Bu haftaki gelişmeler bunlar olmakla birlikte bir sonraki hafta önemle beklediğim şeyin uluslararası birlikler olduğunu vurgulamalıyım. Bu birlikleri gelecek hafta göremesek bile gelecek 1-2 oyun içerisinde göreceğimizden eminim. Beni oyunla ilgili en çok heyecanlandıran kısımlardan birisinin de bu olduğunu söylemeliyim.

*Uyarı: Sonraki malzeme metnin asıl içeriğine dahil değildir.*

PR #3855, opened 2020-04-25
Fix mixed indentation within tests

serverwentdown:

It removes all mixed indentation within tests and improves the formatting a little. I assumed there was no existing preference for the closing backtick. 

Rules used:
1. Corefiles: Tabs, following indentation of surrounding Go code. 
2. Corefiles: If only one zone, no preceding newline. 
3. Corefiles: Backtick follows the last closing brace.
4. Zones: Align fields using spaces

### DIFF
--- a/test/auto_test.go
+++ b/test/auto_test.go
@@ -22,8 +22,7 @@ func TestAuto(t *testing.T) {
 			directory ` + tmpdir + ` db\.(.*) {1}
 			reload 1s
 		}
-	}
-`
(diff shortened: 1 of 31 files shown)


miekg:
this, indeed, looks better. I'll merge, but without some automation there is no way future reviewers will know about this.

For better or worse, I think the above rules should also be put in plugin/plugin.md so we at least have them documented in the source tree.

Halihazırda okumakta olduğum Homo Deus kitabında Yuval Noah Harari bu oyunun üretime yatırım yaparak kazanıldığını iddia etmiş. Açıkçası ben savaş teknolojilerine yatırım yaparak ilerlemeyi hedef edinmiş durumdayım. Sonuçta diplomatik bir anlaşmazlık olduğunda, çıkar çatışmaları halinde savaş çıktığında ülkemizi savunabilmek açısından savaş teknolojilerinin oyundaki en önemli unsur olduğunu düşünmekteyim. Yine başta iddia ettiğim gibi oyun, çok uluslu birliklerin kurulması ile diplomatik yönü ağır basan bir oyun olacak. Ancak diplomasiyle birlikte teknolojiler de gelişecek atom çağına geleceğiz, haliyle teknolojinin gelişmesi de oldukça tehlikeli bir durum olup diplomasiyle çözülemeyecek sorunlara yol açabilir.

Böyle düşününce, mevcut durumda ateşli silahlara öncelik vermem sizi şaşırtmaz sanıyorum. Tabii yukarıdaki ‘Tech Tree’de gördüğünüz teknolojilerden gelecek oyunlarda özellikle önem verdiklerim: Kamu hizmeti (Civil Service), eğitim ve pusula (Compass) olacak. Haliyle üretim hedefimin de ateşli silahlı birlikler olduğu da açık. Tabii üretim kapsamına sokulabilecek şekilde daha çok Settler üretip ülkemi daha fazla büyütme çabam hala devam ediyor. Gelecek yazıda mevcut şehirlerimi değerlendiririz. O zaman ‘Ortaçağ’a hoşgeldiniz!’ diyerek sözü gelecek yazılara bırakıyorum sevgili Kahramangiller.

Bu yazı, "Civilization Günlükleri" adlı yazı dizimizin bir parçasıdır.